Problem to work on: The required output is every record, reproduced exactly.

Data supplied:
PR #1951, opened 2021-11-13
Optimize file AcoustID dequeueing

zas:
# Summary

* This is a…
  * [ ] Bug fix
  * [ ] Feature addition
  * [x] Refactoring
  * [ ] Other

# Problem

- when a file is moved, or removed, the AcoustID tasks queue is totally copied and rewritten, even if file isn't in it
- 

# Solution

- introduce AcoustIDTask named tuple for convenience
- implement a class that acts as both a deque and a defauldict of sets
- the deque is used as previously to get next task
- the defaultdict of sets ensures we can find tasks to remove in O(1)
- popleft is modified to check if the file was previously removed

# Action

### DIFF
--- a/picard/acoustid/__init__.py
+++ b/picard/acoustid/__init__.py
@@ -23,7 +23,11 @@
 # Foundation, Inc., 51 Franklin Street, Fifth Floor, Boston, MA 02110-1301, USA.
 
 
-from collections import deque
+from collections import (
+    defaultdict,
+    deque,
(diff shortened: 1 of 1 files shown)


zas:
Logic is flawed.
It doesn't work if file is removed from queue then re-added

zas:
I tried another approach

zas:
This doesn't work, too complicated and not thread-safe.

PR #1952, opened 2021-11-13
Fix AcoustID succesful lookup debug logging

zas:
# Summary

* This is a…
  * [x] Bug fix
  * [ ] Feature addition
  * [ ] Refactoring
  * [ ] Other

# Problem

- it was logged more than once

# Solution

- move outside the loop
- add the number of found recordings

# Action

### DIFF
--- a/picard/acoustid/__init__.py
+++ b/picard/acoustid/__init__.py
@@ -113,12 +113,23 @@ class AcoustIDClient(QtCore.QObject):
                                 parsed_recording['score'] = score * result_score
                                 parsed_recording['acoustid'] = result['id']
                                 recording_list.append(parsed_recording)
-                        log.debug("AcoustID: Lookup successful for '%s'", task.file.filename)
 
-                    # Set AcoustID in tags if there was no matching recording
-                    if results and not recording_list:
-                        task.file.metadata['acoustid_id'] = results[0]['id']
-                        task.file.update()
+                    if results:
+                        if not recording_list:
+                            # Set AcoustID in tags if there was no matching recording
+                            task.file.metadata['acoustid_id'] = results[0]['id']
+                            task.file.update()
+                            log.debug(
+                                "AcoustID: Found no matching recordings for '%s',"
+                                " setting acoustid_id tag to %r",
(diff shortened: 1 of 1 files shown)


picard/acoustid/__init__.py
```diff
@@ -106,12 +106,18 @@ def _on_lookup_finished(self, next_func, file, document, http, error):
...
-                    # Set AcoustID in tags if there was no matching recording
-                    if results and not recording_list:
-                        file.metadata['acoustid_id'] = results[0]['id']
-                        file.update()
+                    if results:
+                        if not recording_list:
+                            # Set AcoustID in tags if there was no matching recording
+                            file.metadata['acoustid_id'] = results[0]['id']
+                            file.update()
+                        else:
```
phw, line 115: I guess we should have some debug output here as well. Something like "AcoustID: Found for '%s', but recording matches below threshold".

phw (changes requested):

picard/acoustid/__init__.py
zas: Done, and rebased

picard/acoustid/__init__.py
```diff
@@ -113,12 +113,22 @@ def _on_lookup_finished(self, task, document, http, error):
...
-                    # Set AcoustID in tags if there was no matching recording
-                    if results and not recording_list:
-                        task.file.metadata['acoustid_id'] = results[0]['id']
-                        task.file.update()
+                    if results:
+                        if not recording_list:
+                            # Set AcoustID in tags if there was no matching recording
+                            task.file.metadata['acoustid_id'] = results[0]['id']
+                            task.file.update()
+                            log.debug(
```
phw, line 122: Actually the message was not correct, sorry. It's not about the threshold here. This just catches the case where there is an AcoustID that is not matched to any MB recording (as it can happen if AcoustID submission is done with a tool other than Picard, or when all links to recordings get removed)

zas: Ah yes, fixed in c6b7067

phw (approved):

PR #1954, opened 2021-11-16
Add functions for creating unique numbered script/profile titles

rdswift:
# Summary

* This is a…
  * [ ] Bug fix
  * [x] Feature addition
  * [ ] Refactoring
  * [x] Other
* **Describe this change in 1-2 sentences**: Adds standard functions for creating unique numbered titles for scripts and profiles.

# Problem

New tagger scripts were uniquely numbered based on the number of existing scripts, causing unusual numbering and possible duplicate names if scripts were deleted and new scripts added.  Profiles and naming scripts were not uniquely named.

# Solution

Add standard functions for creating unique numbered titles for scripts and profiles.  This includes `unique_numbered_title()` which produces a properly numbered title based on a base name and list of the current titles, and `get_base_title()` / `get_base_title_with_suffix()` which extracts the base title from a title with a specified suffix to properly number multiple copies of a title.

- Add utility function unique_numbered_title() -- code provided by @zas 
- Add utility function to extract base title to allow creating unique numbered title for titles that have been copied.

# Action

None.


zas (approved):
LGTM

picard/util/__init__.py
```diff
@@ -891,3 +894,38 @@ def wildcards_to_regex_pattern(pattern):
...
+    count = 0
+    for title in existing_titles:
+        m = regex.match(title)
+        if m:
+            num = m.group(1)
+            if num is not None:
+                count = max(count, int(num))
+            else:
+                count += 1
+    return "{0} ({1})".format(default_title, count + 1)
```
phw, line 914: I think to be more flexible with localization we should have the format string translated, e.g.

    "{title} ({count})".format(title=default_title, count=count + 1)

That allows localization to have this formatted as it best fits for the language, including replacing the `(` and `)` with different characters.

phw (changes requested):
I see some potential of reusing `unique_numbered_title` elsewhere :)

Overall this looks great, but it regresses a bit in making the resulting string localizable. See my comment.

picard/util/__init__.py
rdswift: I agree, but that will also require the regex on Line 904 to somehow be translated.  Any suggestions how that might be handled?

zas: Not trivial, we could perhaps parse the translated format string but how to handle `(?: )` part?
If the fmt string is reverse '({count}) {title}' for example, the optional part is anything but `{title}', so split in two parts:
`({count}) ` and `{title}`, replace `{count}` with  `(\\d+)` and wrap with `(?:` + `)`.
It would also mean translate the format string inside the method.

I'll give it a try.

rdswift: > It would also mean translate the format string inside the method.

And the regex used on Line 922 in the `get_base_title_suffix()` method.

zas: https://github.com/rdswift/picard/pull/11

zas: I didn't do `get_base_title_suffix()` but it probably be done the same way

picard/util/__init__.py
```diff
@@ -926,13 +926,25 @@ def wrap_count(p):
...
+            return '(?:' + re.escape(p).replace('\\{count\\}', '\\d*') + ')?'
+        else:
+            return p
+
     escaped_suffix = re.escape(suffix)
-    re_text = "^(.*)\\s+" + escaped_suffix + "(\\s+\\(\\d*\\))?$"
-    match_obj = re.fullmatch(re_text, title)
+    joiner = '(.*?)(?:\\s*' + escaped_suffix + ')?'
+    regstr = '^' + joiner.join([wrap_count(p) for p in parts]) + '$'
+    match_obj = re.fullmatch(regstr, title)
```
phw, line 947: Alternative suggestion, which I think is a bit more clear to understand:

```python
reg_title = r'(?P<title>.*?)(?:\s*' + escaped_suffix + ')?'
reg_count = r'(?:\d+)?'
regstr = '^' + re.escape(fmt)
    .replace(r'\{title\}', reg_title)
    .replace(r'\{count\}', reg_count)
    .replace(' ', r'\s+') + '$'
match_obj = re.fullmatch(regstr, title)
return match_obj['title'] if match_obj else title
```

phw (commented):
Yes, did not think about the regex. Your solutions work, though. Makes things a bit more complex and not so nice, but maybe we could put this into a helper function. Or we could get away with not localizing this, it should be ok mostly.

picard/util/__init__.py
rdswift: I tried out your suggested code, but it fails most of the tests because it doesn't take into account the brackets around `{count}` in the format string.  I'll play with it a bit and see if I can work around that.

rdswift: I think this latest commit incorporates your suggestion to improve readability and clarifies what's happening.

zas: We can reduce code redundancy: see https://github.com/rdswift/picard/pull/12
Also we don't need `^` / `$` if we use `re.fullmatch()`

phw (approved):

zas (approved):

Output:
PR #1951, opened 2021-11-13
Optimize file AcoustID dequeueing

zas:
# Summary

* This is a…
  * [ ] Bug fix
  * [ ] Feature addition
  * [x] Refactoring
  * [ ] Other

# Problem

- when a file is moved, or removed, the AcoustID tasks queue is totally copied and rewritten, even if file isn't in it
- 

# Solution

- introduce AcoustIDTask named tuple for convenience
- implement a class that acts as both a deque and a defauldict of sets
- the deque is used as previously to get next task
- the defaultdict of sets ensures we can find tasks to remove in O(1)
- popleft is modified to check if the file was previously removed

# Action

### DIFF
--- a/picard/acoustid/__init__.py
+++ b/picard/acoustid/__init__.py
@@ -23,7 +23,11 @@
 # Foundation, Inc., 51 Franklin Street, Fifth Floor, Boston, MA 02110-1301, USA.
 
 
-from collections import deque
+from collections import (
+    defaultdict,
+    deque,
(diff shortened: 1 of 1 files shown)


zas:
Logic is flawed.
It doesn't work if file is removed from queue then re-added

zas:
I tried another approach

zas:
This doesn't work, too complicated and not thread-safe.

PR #1952, opened 2021-11-13
Fix AcoustID succesful lookup debug logging

zas:
# Summary

* This is a…
  * [x] Bug fix
  * [ ] Feature addition
  * [ ] Refactoring
  * [ ] Other

# Problem

- it was logged more than once

# Solution

- move outside the loop
- add the number of found recordings

# Action

### DIFF
--- a/picard/acoustid/__init__.py
+++ b/picard/acoustid/__init__.py
@@ -113,12 +113,23 @@ class AcoustIDClient(QtCore.QObject):
                                 parsed_recording['score'] = score * result_score
                                 parsed_recording['acoustid'] = result['id']
                                 recording_list.append(parsed_recording)
-                        log.debug("AcoustID: Lookup successful for '%s'", task.file.filename)
 
-                    # Set AcoustID in tags if there was no matching recording
-                    if results and not recording_list:
-                        task.file.metadata['acoustid_id'] = results[0]['id']
-                        task.file.update()
+                    if results:
+                        if not recording_list:
+                            # Set AcoustID in tags if there was no matching recording
+                            task.file.metadata['acoustid_id'] = results[0]['id']
+                            task.file.update()
+                            log.debug(
+                                "AcoustID: Found no matching recordings for '%s',"
+                                " setting acoustid_id tag to %r",
(diff shortened: 1 of 1 files shown)


picard/acoustid/__init__.py
```diff
@@ -106,12 +106,18 @@ def _on_lookup_finished(self, next_func, file, document, http, error):
...
-                    # Set AcoustID in tags if there was no matching recording
-                    if results and not recording_list:
-                        file.metadata['acoustid_id'] = results[0]['id']
-                        file.update()
+                    if results:
+                        if not recording_list:
+                            # Set AcoustID in tags if there was no matching recording
+                            file.metadata['acoustid_id'] = results[0]['id']
+                            file.update()
+                        else:
```
phw, line 115: I guess we should have some debug output here as well. Something like "AcoustID: Found for '%s', but recording matches below threshold".

phw (changes requested):

picard/acoustid/__init__.py
zas: Done, and rebased

picard/acoustid/__init__.py
```diff
@@ -113,12 +113,22 @@ def _on_lookup_finished(self, task, document, http, error):
...
-                    # Set AcoustID in tags if there was no matching recording
-                    if results and not recording_list:
-                        task.file.metadata['acoustid_id'] = results[0]['id']
-                        task.file.update()
+                    if results:
+                        if not recording_list:
+                            # Set AcoustID in tags if there was no matching recording
+                            task.file.metadata['acoustid_id'] = results[0]['id']
+                            task.file.update()
+                            log.debug(
```
phw, line 122: Actually the message was not correct, sorry. It's not about the threshold here. This just catches the case where there is an AcoustID that is not matched to any MB recording (as it can happen if AcoustID submission is done with a tool other than Picard, or when all links to recordings get removed)

zas: Ah yes, fixed in c6b7067

phw (approved):

PR #1954, opened 2021-11-16
Add functions for creating unique numbered script/profile titles

rdswift:
# Summary

* This is a…
  * [ ] Bug fix
  * [x] Feature addition
  * [ ] Refactoring
  * [x] Other
* **Describe this change in 1-2 sentences**: Adds standard functions for creating unique numbered titles for scripts and profiles.

# Problem

New tagger scripts were uniquely numbered based on the number of existing scripts, causing unusual numbering and possible duplicate names if scripts were deleted and new scripts added.  Profiles and naming scripts were not uniquely named.

# Solution

Add standard functions for creating unique numbered titles for scripts and profiles.  This includes `unique_numbered_title()` which produces a properly numbered title based on a base name and list of the current titles, and `get_base_title()` / `get_base_title_with_suffix()` which extracts the base title from a title with a specified suffix to properly number multiple copies of a title.

- Add utility function unique_numbered_title() -- code provided by @zas 
- Add utility function to extract base title to allow creating unique numbered title for titles that have been copied.

# Action

None.


zas (approved):
LGTM

picard/util/__init__.py
```diff
@@ -891,3 +894,38 @@ def wildcards_to_regex_pattern(pattern):
...
+    count = 0
+    for title in existing_titles:
+        m = regex.match(title)
+        if m:
+            num = m.group(1)
+            if num is not None:
+                count = max(count, int(num))
+            else:
+                count += 1
+    return "{0} ({1})".format(default_title, count + 1)
```
phw, line 914: I think to be more flexible with localization we should have the format string translated, e.g.

    "{title} ({count})".format(title=default_title, count=count + 1)

That allows localization to have this formatted as it best fits for the language, including replacing the `(` and `)` with different characters.

phw (changes requested):
I see some potential of reusing `unique_numbered_title` elsewhere :)

Overall this looks great, but it regresses a bit in making the resulting string localizable. See my comment.

picard/util/__init__.py
rdswift: I agree, but that will also require the regex on Line 904 to somehow be translated.  Any suggestions how that might be handled?

zas: Not trivial, we could perhaps parse the translated format string but how to handle `(?: )` part?
If the fmt string is reverse '({count}) {title}' for example, the optional part is anything but `{title}', so split in two parts:
`({count}) ` and `{title}`, replace `{count}` with  `(\\d+)` and wrap with `(?:` + `)`.
It would also mean translate the format string inside the method.

I'll give it a try.

rdswift: > It would also mean translate the format string inside the method.

And the regex used on Line 922 in the `get_base_title_suffix()` method.

zas: https://github.com/rdswift/picard/pull/11

zas: I didn't do `get_base_title_suffix()` but it probably be done the same way

picard/util/__init__.py
```diff
@@ -926,13 +926,25 @@ def wrap_count(p):
...
+            return '(?:' + re.escape(p).replace('\\{count\\}', '\\d*') + ')?'
+        else:
+            return p
+
     escaped_suffix = re.escape(suffix)
-    re_text = "^(.*)\\s+" + escaped_suffix + "(\\s+\\(\\d*\\))?$"
-    match_obj = re.fullmatch(re_text, title)
+    joiner = '(.*?)(?:\\s*' + escaped_suffix + ')?'
+    regstr = '^' + joiner.join([wrap_count(p) for p in parts]) + '$'
+    match_obj = re.fullmatch(regstr, title)
```
phw, line 947: Alternative suggestion, which I think is a bit more clear to understand:

```python
reg_title = r'(?P<title>.*?)(?:\s*' + escaped_suffix + ')?'
reg_count = r'(?:\d+)?'
regstr = '^' + re.escape(fmt)
    .replace(r'\{title\}', reg_title)
    .replace(r'\{count\}', reg_count)
    .replace(' ', r'\s+') + '$'
match_obj = re.fullmatch(regstr, title)
return match_obj['title'] if match_obj else title
```

phw (commented):
Yes, did not think about the regex. Your solutions work, though. Makes things a bit more complex and not so nice, but maybe we could put this into a helper function. Or we could get away with not localizing this, it should be ok mostly.

picard/util/__init__.py
rdswift: I tried out your suggested code, but it fails most of the tests because it doesn't take into account the brackets around `{count}` in the format string.  I'll play with it a bit and see if I can work around that.

rdswift: I think this latest commit incorporates your suggestion to improve readability and clarifies what's happening.

zas: We can reduce code redundancy: see https://github.com/rdswift/picard/pull/12
Also we don't need `^` / `$` if we use `re.fullmatch()`

phw (approved):

zas (approved):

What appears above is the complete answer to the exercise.